What’s the command you use to compile the program?

Your GiS_p variable is defined here:

float GiS_p[147][59];

The actual error is arising from this line:

cuDoubleComplex GiS_p[h][k2] = cuCmul(temp6, make_cuDoubleComplex(sub1,0));

which from my perspective doesn’t make any sense at all, probably for several reasons. ( 1. You are attempting to set a variable; you shouldn’t add a variable type/definition there. 2. you are (attempting to) set a variable that isn’t used anywhere else in your posted code. However I digress. )
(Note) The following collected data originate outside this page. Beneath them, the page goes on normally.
PR #103, opened 2017-09-08
Fix const correctness warnings

xfix:


StapleButter:
would merge it, but now it will have to be done separately

PR #104, opened 2017-09-09
Support touch screen input (like, using touch screen for touch screen)

xfix:
This allows for using an actual touch screen to input on touch screen. I may be the only person who cares about that actually, but oh well. Tested on a Linux tablet, but I think it should work on Windows tablets (didn't test however due to lack of hardware).

Could be cleaner, pretty sure about that, it's just that programming directly on a tablet even with connected keyboard is annoying.

### DIFF
--- a/src/wx/main.cpp
+++ b/src/wx/main.cpp
@@ -622,6 +622,31 @@ void EmuThread::ProcessEvents()
             }
             break;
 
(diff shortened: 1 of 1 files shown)


xfix:
Seems like it started to work (emulator stopped hijacking touch events) in current master.

PR #215, opened 2017-12-07
Implemented "Blow into microphone" key.

evg-zhabotinsky:
Mic reads max. volume white noise while that key is held down.
Should work for games that just require you to blow into microphone.

Handled the same as all other 12 keys up until `NDS::SetKeyMask()`, where it sets `NDS::MicBlowing` flag, which overrides values read from mic (0x800 as of now) with random noise (values 0x000 to 0xFFF) when set.

Only tested with "Phoenix Wright - Ace Attorney" (blowing on fingerprinting powder).

### DIFF
--- a/src/Config.cpp
+++ b/src/Config.cpp
@@ -25,8 +25,8 @@
 namespace Config
 {
 
-int KeyMapping[12];
-int JoyMapping[12];
+int KeyMapping[13];
+int JoyMapping[13];
 
 int WindowWidth;
 int WindowHeight;
@@ -67,6 +67,7 @@ ConfigEntry ConfigFile[] =
     {"Key_L",      0, &KeyMapping[9],   42, NULL, 0},
     {"Key_X",      0, &KeyMapping[10],  17, NULL, 0},
     {"Key_Y",      0, &KeyMapping[11],  30, NULL, 0},
+    {"Key_Mic_blow", 0, &KeyMapping[12],  41, NULL, 0},
 
     {"Joy_A",      0, &JoyMapping[0],  -1, NULL, 0},
     {"Joy_B",      0, &JoyMapping[1],  -1, NULL, 0},
@@ -80,6 +81,7 @@ ConfigEntry ConfigFile[] =
     {"Joy_L",      0, &JoyMapping[9],  -1, NULL, 0},
     {"Joy_X",      0, &JoyMapping[10], -1, NULL, 0},
     {"Joy_Y",      0, &JoyMapping[11], -1, NULL, 0},
+    {"Joy_Mic_blow", 0, &JoyMapping[12], -1, NULL, 0},
 
     {"WindowWidth",  0, &WindowWidth,  256, NULL, 0},
     {"WindowHeight", 0, &WindowHeight, 384, NULL, 0},
--- a/src/Config.h
+++ b/src/Config.h
@@ -27,8 +27,8 @@ namespace Config
 void Load();
 void Save();
 
-extern int KeyMapping[12];
-extern int JoyMapping[12];
+extern int KeyMapping[13];
+extern int JoyMapping[13];
 
 extern int WindowWidth;
 extern int WindowHeight;
--- a/src/NDS.cpp
+++ b/src/NDS.cpp
@@ -108,6 +108,8 @@ u32 KeyInput;
 u16 KeyCnt;
 u16 RCnt;
 
+bool MicBlowing;
+
 bool Running;
 
 
@@ -522,6 +524,8 @@ void SetKeyMask(u32 mask)
 
     KeyInput &= 0xFFFCFC00;
     KeyInput |= key_lo | (key_hi << 16);
+
+    MicBlowing = !(mask & 0x1000);
 }
 
 
--- a/src/NDS.h
+++ b/src/NDS.h
@@ -103,6 +103,8 @@ extern u8 ARM7BIOS[0x4000];
 
 extern u8 MainRAM[0x400000];
 
+extern bool MicBlowing;
+
 bool Init();
 void DeInit();
 void Reset();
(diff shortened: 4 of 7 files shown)


hyarsan:
What's wrong with adding actual microphone support?

evg-zhabotinsky:
* The two features are not mutually exclusive, and neither covers all use cases of the other.
* One might want to be discreet, and for most games just noise is enough, so using a button for that makes sense. That's what I wanted, and thus what I implemented.
* Implementing actual microphone support would require more SDL knowledge than I have now, copy-pasting from surrounding code would not be enough. Also, that's a feature I'll hardly ever use, wouldn't want to annoy all my neighbours.

hyarsan:
I wasn't saying **you** had to do it... I thought melonDS was supposed to be accuracy based?

evg-zhabotinsky:
I stand by my assertion that this feature is useful, and not only as a stopgap.
Also, it does not affect realism or precision of simulation unless you press the button.

And if you were simply wondering what the technical challenges are: 1. find somebody who would implement the feature; 2. I suspect the audio codec has more complex logic than a single 12-bit unsigned input from the microphone, even if hardly any games care.

BreadFish64:
@hyarsan it's also open source, so if he doesn't want to add a feature, he's not obligated to do so

hyarsan:
@BreadFish64 I never told anyone to implement it, I just wanted to know why he didn't mention anything about working microphone? I also wanted to know what your thoughts were...

LogPod:
Umm wut just happened

hyarsan:
@LogPod He deleted his post, don't worry.

Brian151:
this really needs to be merged-in... 

while the number is small, there are a handful of games that eventually become unplayable due to lack of this feature.

There isn't much justifiable reason for adding actual mic support. Also, it is entirely possible to not have a mic on the computer, itself. As already mentioned, that's a lot of extra, probably decently complicated code for not a whole lot of gain. Accuracy is nice and all, but something like this shouldn't be held-back for any reason, and that includes accuracy. That especially holds true if there are games that aren't working partially (or basically entirely) because they require the mic. And in all honesty, it would be fairly easy to implement support for both random noise and actual mic input. Basically just an if or switch statement or two.

hyarsan:
I don't see what's wrong with passing sound files into the DS mic :p

Brian151:
does work, and some games require it.

StapleButter:
This would do as a quick hack, but I need to seriously consider all this.

* we need a proper 'hotkey' system for this kind of things, where we will eventually add things like 'close lid', 'toggle fullscreen' or whatever
* I want to eventually add proper mic support, too

Before implementing any hotkey system, I'd need to fix the input dialog so it doesn't lag like hell.

The issue with actual mic support is that mic input on the DS is as bare-metal as you can get. There is no hardware sampling or buffering or anything. Reading mic input from the TSC basically returns the current mic voltage. Games can then choose to sample it at whatever rate is convenient for them, by setting up a timer.

This is a problem when modern audio APIs require you to select a sampling rate and do all the work, periodically providing you a chunk of sampled audio. Doing it right would require reading microphone input at a steady rate, and resampling based on the amount of cycles between TSC reads. There would inevitably be latency, which could be lowered at the expense of performance, so a compromise would have to be done (kind of the same as with audio output, actually).

hyarsan:
See? melonDS is all about accuracy, so mic would be a good idea.

evg-zhabotinsky:
1. So you mean to say that Mic hardware interface is just that single 12-bit SPI register? That would make things a lot easier than I thought. API documentation for DS confused me. As for resampling, I don't think that DS mic takes intervals between reads from this register into account, so you can ignore them too and simply return a sample from, say, one and a half buffer length of real time ago while keeping 3 last whole buffers of input.
2. Current input system isn't final? Well, it could use a simple method of adding new gamepad+keyboard mappings to small integers, but ultimately all the keys that go to virtual hardware will still share the same path anyway. So until this specific hotkey has a Mic input thread to go to, I see no reason to separate it from "normal" virtual hardware keys. Also, it's never late to revert bits of commit when a better solution is finally implemented, and reworked input system will make it even easier.

Brian151:
@hyarsan 
There are legit people without mics, or who can't get the mics to work, and I'd be one of them.
There also are people who simply cannot be shouting stuff into mics for one reason or another, so using the mic basically excludes them from playing some games (although the devs were foolish to do this in the first place, I've heard enough that LEGIT hardware doesn't always get it right)

It should be optional to use an actual mic.

hyarsan:
@Brian151 I never said you had to use a mic, just use a sound file.

Brian151:
@hyarsan 
alright
But the way you wrote your recent comment it kinda implies that

poudink:
@hyarsan late I know but adding the option to use a key doesn't decrease the accuracy in any way. you aren't forced to use it and let's be real, if you had the choice between pressing a key and feeding a sound file to the program each time you want to use the mic function, which one would you choose.

hyarsan:
I see what you mean, fine

hyarsan:
What is with the 3 dislikes

Brian151:
disagreement was felt. what i can't believe, though is just how much disagreement there is around such a simple topic...

lungshenli:
am I stupid or is this not in melonDS as of right now?

Brian151:
last i checked, its definitey not @lungshenli

StapleButter:
well I guess we can close that. I'm sorry that it didn't make it in, feels like I'm shitting on external help and makes me feel a bit bad.

however now we have a proper microphone input system, supporting actual mic input, WAV files, and white noise (basically what you coded). we also have a proper hotkey system instead of hacking into the keypad input system.

evg-zhabotinsky:
> feels like I'm shitting on external help and makes me feel a bit bad.

Not a useful attitude. Since the proper mic and hotkey support is here now, it only makes sense to discard my hack in favor of a cleaner approach that uses the now existing infrastructure. I've tested it just now, seems to be working like a charm!

I don't quite understand why the keypad and the hotkey system have to be separate, though. If you think about it, the lid switch is an actual hardware button! If I guessed correctly that the hotkey system is meant for easy addition of new input keys, why not use it for the keypad too? The less code gets the job done, the better!

PR #230, opened 2018-02-22
Add linux libpcap names to the pcap library list

dogtopus:
Not sure why they aren't there already, but add them won't hurt ;)


StapleButter:
yeah, sure

PR #245, opened 2018-05-08
Add searching for SDL2 via pkg-config, fixes build on Arch Linux

hcorion:
For some strange reason melonDS stopped building on Arch Linux for me, with SDL2 undefined reference errors.


hcorion:
Closing this as the issue was fixed in #248

PR #248, opened 2018-05-23
Two fixes

Dirbaio:


hcorion:
The Fix build on Arch Linux commit is already covered in #245

StapleButter:
I like this, so let's do it

PR #254, opened 2018-10-08
fix some compilation errors

khang06:
now it actually compiles for me

also went and fixed some warnings


MojoJojoDojo:
@khang06 Can you please link a compiled version for windows?

StapleButter:
well I think this has no more reason to be

thank you tho, I appreciate the intent behind this, and sorry that it didn't make it in (but I was working on that anyway)

PR #269, opened 2018-11-05
Add manifest for building as a flatpak

cpba:
It's a bit rough but it includes a desktop file and everything needed 
for the emulator to run.
It enables pulseaudio for sound, network for wifi emulation, device=all 
for gamepad support and filesystem=home to enable the emulator to write 
the save files to the same folder as the rom.

Because melonds uses sdl2 and gtk3, it should run on wayland, but I'm 
not including the socket because I haven't personally tested it to work.

### DIFF
--- a/flatpak/net.kuribo64.melonds.desktop
+++ b/flatpak/net.kuribo64.melonds.desktop
@@ -1,0 +1,8 @@
+[Desktop Entry]
+Name=melonDS
+Comment=Nintendo DS emulator
+Exec=melonDS
+Type=Application
+Categories=Game;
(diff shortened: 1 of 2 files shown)


cpba:
My brother had some problems running the precompiled version on his old laptop, so I made a flatpak to help him get around them. I figured somebody else could find it useful so I thought I'd send a pull request.

I realise it's a bit rough, but if you decide you want to publish melonds on flathub or something similar I can work on touching it up a bit to get it accepted.

StapleButter:
sure, why not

It appears you can “fix” this compilation error by changing the two lines as follows:

cuDoubleComplex GiS_p[147][59];

and

GiS_p[h][k2] = cuCmul(temp6, make_cuDoubleComplex(sub1,0));

I have no idea if this makes sense for your application. This is just based on what I would consider “sensible” usage of C or C++.

@striker159 Actually I am running this program on google collab. and now it is working perfectly fine without any errors. This code is written in CUDA without parallelisation. Now, I want some part of my code(involving for loops) to run on GPU. Can you please give your valuable suggestions for how to proceed further?
Thank you so much for replying.

@Robert_Crovella Yes, I also tried doing this and it worked this way and now code is running without any errors. As this code is not involving any utilization of GPU, I want to run some part of this code(involving for loops ) on GPU. How shall I proceed further?
Thanks for much help.
Really Appreciate that.

You may wish to learn CUDA programming. Here is an online course that is a good starting point.

@Robert_Crovella Thanks for sharing this link, But I have already parallelised some Codes using CUDA C such as matrix multiplication, distance calculation etc. As this code is big so I was confused from where should I start parallelize it.
Can you please give just a basic idea in context with this code.

When considering the porting process for a CPU code that you are unfamiliar with, a recommended first step is to profile the code (perhaps using a CPU/host profiler, although you can use nsight systems for this also) and find the “hotspots” and generally characterize the code for its performance behavior. Many profilers can give you a pareto list of function calls and the amount of time spent in each.

That is a possible first step. Chapter 2 of the tutorial here gives the general idea, but you could do something similar with various profilers.